In case you didn't recognize the director, Richard Linklater is the director of the trilogy Before Sunrise, Before Sunset and Before Midnight

Tuesday, July 8, 2014

28 years and still counting ...

Here I am, at the age I have always wished to be.
Wish me a good year. I really need one! I want one! I got to make one! Hopefully I will make one!

Saturday, July 5, 2014

"The Liberals, he said, were Freemasons, bad people, wanting to hang priests, to institute civil marriage and divorce, to recognize the rights of illegitimate children as equal to those of legitimate ones, and to cut the country up into a federal system that would take power away from the supreme authority. The Conservatives, on the other hand, who had received their power directly from God, proposed the establishment of public order and family morality. They were defenders of the faith of Christ, of the principle of authority, and were not prepared to permit the country to be broken down into autonomous entities. Aureliano sympathized with the Liberal attitude with respect to the rights of natural children, but in any case, he could not understand how people arrived at the extreme of waging war over things that could not be touched with the hand." -__ From "One Hundred Years of Solitude"

Tuesday, June 24, 2014

The Allerton Park

I haven't been seeing aspects of my spontaneous self for quite sometime.

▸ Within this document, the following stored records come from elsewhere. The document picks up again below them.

PR #341, opened 2023-06-02
Add drive.compare(entryA, entryB)

LuKks:
Should be similar or very "interoperable" with https://github.com/holepunchto/localdrive/pull/25

### DIFF
--- a/index.js
+++ b/index.js
@@ -218,7 +218,8 @@ module.exports = class Hyperdrive extends ReadyResource {
   }
 
   compare (a, b) {
-    return a.seq - b.seq
+    const diff = a.seq - b.seq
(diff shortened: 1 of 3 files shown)


index.js
```diff
@@ -217,6 +217,10 @@ module.exports = class Hyperdrive extends ReadyResource {
     return this.files.del(normalizePath(name))
   }
 
+  compare (a, b) {
+    return a.seq - b.seq
```
LuKks, line 221: I think it should return `-1`, `0`, or `1`, then if Localdrive does the same then both API results are the same

LuKks: I just don't know if you actually need the difference in the output?

mafintosh: sure, up to you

Very recently I've seen some sparkles of it and I'm so damn happy that it's not dead, the spontaneous self I mean. I was going to accompany my friend, who was visiting from Iran, to Chicago. A few days before he arrived here he said something in his text messages that implied he has been assuming that I will go to Milwaukee with him and I thought well, we'll see and I ended up going to Milwaukee with him and we stayed with a mutual friend and it was hysterically fun. Thankfully I didn't hesitate to go. Also a few days before going to Milwaukee this other friend of mine called saying a few friends have rented a cabin in the woods near Asheville and it will be cool if I could join them. He generously invited me to go to his place in Atlanta, spend a day or two with him and another mutual friend and then we drive to Asheville and join the other two friends with whom we were planning to stay in the cabin?! What did I do!? Got a plane ticket from Milwaukee to Atlanta that very night, a few hours after my friend's call! 

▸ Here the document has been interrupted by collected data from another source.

PR #344, opened 2023-06-16
Remove files sub

LuKks:
Rebased from external Hans's branch to debug a bit

### DIFF
--- a/index.js
+++ b/index.js
@@ -256,7 +256,7 @@ module.exports = class Hyperdrive extends ReadyResource {
   }
 
   async entry (name, opts) {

Today?! I was sitting in my office not doing shit and it was too cloudy and depressing; I was down and all of a sudden I decided it's such a shame that I've never been to Allerton Park in nearly four years that I've lived in this town. Fortunately I had a friend's car borrowed for today and I simply drove to Allerton. The best thing I have done in quite a while. Isn't it pretty?!  The interesting thing was that once I got to the park it stopped raining and it got quite sunny and beautiful as you can say from these two photos:





And below is the same scene but this time from the top of the white folly in the Fu Dog Garden




Look at the photos in this blog post so you will get a better feeling what a heaven I've been to today. I would recommend reading the post as well; she has written pretty well about the park and Robert Allerton. The white folly I talked about earlier is captured in the first photo of the post. 

On my way back I was so charged that once I got to Champaign I realized I had driven 28 miles in 17 minutes! 

I just learned today that Robert Allerton has donated a substantial number of artifacts to The Art Institute of Chicago. Such a shame I didn't know this person before.